AVAILABLE RECORDS ::
PR #118, opened 2021-08-03
Feature - IJ 196 Update Delete Functionality

IeuanSkinner:
When a user deletes their account rather than removing the user record the record is now marked as deleted and the associated resources which could contain identifying information are removed. Similarly the first and last names are removed along with the email and mobile number for the user.

Demo:

https://user-images.githubusercontent.com/6815945/128047104-d104bca9-fd8c-4aa5-8f90-a9af1d364286.mov

I've also updated the user index cards to show in all-red in the case of a deleted user:

Screenshot 2021-08-03 at 16 51 14

### DIFF
--- a/app/assets/stylesheets/users.scss
+++ b/app/assets/stylesheets/users.scss
@@ -2,9 +2,20 @@
 
 .team-members {
   .card {
-    background-color: $grey;
     background: $grey-grad;
     color: $black;
+
+    &.deleted {
+      border-color: $danger;
+
+      .card-header, .card-footer {
+        background: $danger;
+      }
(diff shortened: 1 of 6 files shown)


phil-6:
Wasn't red the same colour as a user with an active crisis event?

IeuanSkinner:
> Wasn't red the same colour as a user with an active crisis event?

Only the header whereas the whole card is red if they're deleted.

Crisis Event:
Screenshot 2021-08-04 at 11 31 56

Deleted:
Screenshot 2021-08-04 at 11 33 01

TASK OBJECTIVE ::
Report the number of lines of the listing above that hold the string "users", with no other text.

ANSWER TO THIS PROBLEM ::
2